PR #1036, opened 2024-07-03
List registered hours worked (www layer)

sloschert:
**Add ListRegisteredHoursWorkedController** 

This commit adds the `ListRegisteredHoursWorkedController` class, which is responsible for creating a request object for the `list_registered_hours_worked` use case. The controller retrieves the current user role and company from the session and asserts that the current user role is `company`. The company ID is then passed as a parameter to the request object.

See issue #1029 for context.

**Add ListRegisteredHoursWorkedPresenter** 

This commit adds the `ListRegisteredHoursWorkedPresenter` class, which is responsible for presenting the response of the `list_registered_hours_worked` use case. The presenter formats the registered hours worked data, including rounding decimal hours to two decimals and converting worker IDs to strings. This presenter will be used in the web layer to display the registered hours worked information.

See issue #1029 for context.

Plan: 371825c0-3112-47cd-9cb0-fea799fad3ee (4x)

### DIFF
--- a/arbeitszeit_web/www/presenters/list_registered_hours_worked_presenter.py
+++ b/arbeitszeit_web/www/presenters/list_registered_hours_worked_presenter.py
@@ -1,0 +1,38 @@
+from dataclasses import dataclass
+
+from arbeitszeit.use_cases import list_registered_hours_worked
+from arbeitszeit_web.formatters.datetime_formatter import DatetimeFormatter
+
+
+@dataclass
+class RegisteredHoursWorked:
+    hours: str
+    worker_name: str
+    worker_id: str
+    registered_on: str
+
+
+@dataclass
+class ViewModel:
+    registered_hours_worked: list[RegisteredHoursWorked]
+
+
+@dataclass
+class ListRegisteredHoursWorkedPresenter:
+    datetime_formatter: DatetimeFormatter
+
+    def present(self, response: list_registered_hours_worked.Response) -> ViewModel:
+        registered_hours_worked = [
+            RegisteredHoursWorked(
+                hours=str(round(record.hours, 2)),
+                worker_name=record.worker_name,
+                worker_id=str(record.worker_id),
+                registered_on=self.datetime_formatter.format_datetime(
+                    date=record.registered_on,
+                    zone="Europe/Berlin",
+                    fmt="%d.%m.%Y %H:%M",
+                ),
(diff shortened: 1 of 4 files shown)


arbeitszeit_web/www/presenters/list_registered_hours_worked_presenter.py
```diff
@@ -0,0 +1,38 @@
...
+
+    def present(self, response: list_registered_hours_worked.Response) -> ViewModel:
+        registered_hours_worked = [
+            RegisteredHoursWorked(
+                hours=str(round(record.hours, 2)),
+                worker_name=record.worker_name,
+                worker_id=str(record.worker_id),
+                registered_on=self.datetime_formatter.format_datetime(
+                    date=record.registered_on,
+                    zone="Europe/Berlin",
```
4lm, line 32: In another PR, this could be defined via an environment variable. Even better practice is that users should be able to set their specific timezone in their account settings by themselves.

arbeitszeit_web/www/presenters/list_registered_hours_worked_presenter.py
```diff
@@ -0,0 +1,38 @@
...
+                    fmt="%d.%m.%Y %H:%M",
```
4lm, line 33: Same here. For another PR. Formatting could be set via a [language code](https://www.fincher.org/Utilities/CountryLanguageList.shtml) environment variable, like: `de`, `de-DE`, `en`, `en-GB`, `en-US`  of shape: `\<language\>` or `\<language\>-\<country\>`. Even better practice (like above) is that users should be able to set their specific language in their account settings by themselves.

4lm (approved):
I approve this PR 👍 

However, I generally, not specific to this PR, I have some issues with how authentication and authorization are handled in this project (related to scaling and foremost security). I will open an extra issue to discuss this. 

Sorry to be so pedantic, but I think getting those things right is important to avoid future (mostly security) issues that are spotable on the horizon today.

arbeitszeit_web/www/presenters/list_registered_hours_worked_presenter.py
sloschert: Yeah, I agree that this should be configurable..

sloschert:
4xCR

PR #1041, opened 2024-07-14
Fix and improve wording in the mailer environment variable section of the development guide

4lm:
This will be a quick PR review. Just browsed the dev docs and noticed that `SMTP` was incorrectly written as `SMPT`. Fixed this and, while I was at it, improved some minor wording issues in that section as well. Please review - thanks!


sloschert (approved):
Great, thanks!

==================================================

## Task brief:
Search the material above for lines containing the string "will", then pull them out.

## Solution for this exercise:
This commit adds the `ListRegisteredHoursWorkedPresenter` class, which is responsible for presenting the response of the `list_registered_hours_worked` use case. The presenter formats the registered hours worked data, including rounding decimal hours to two decimals and converting worker IDs to strings. This presenter will be used in the web layer to display the registered hours worked information.
However, I generally, not specific to this PR, I have some issues with how authentication and authorization are handled in this project (related to scaling and foremost security). I will open an extra issue to discuss this. 
This will be a quick PR review. Just browsed the dev docs and noticed that `SMTP` was incorrectly written as `SMPT`. Fixed this and, while I was at it, improved some minor wording issues in that section as well. Please review - thanks!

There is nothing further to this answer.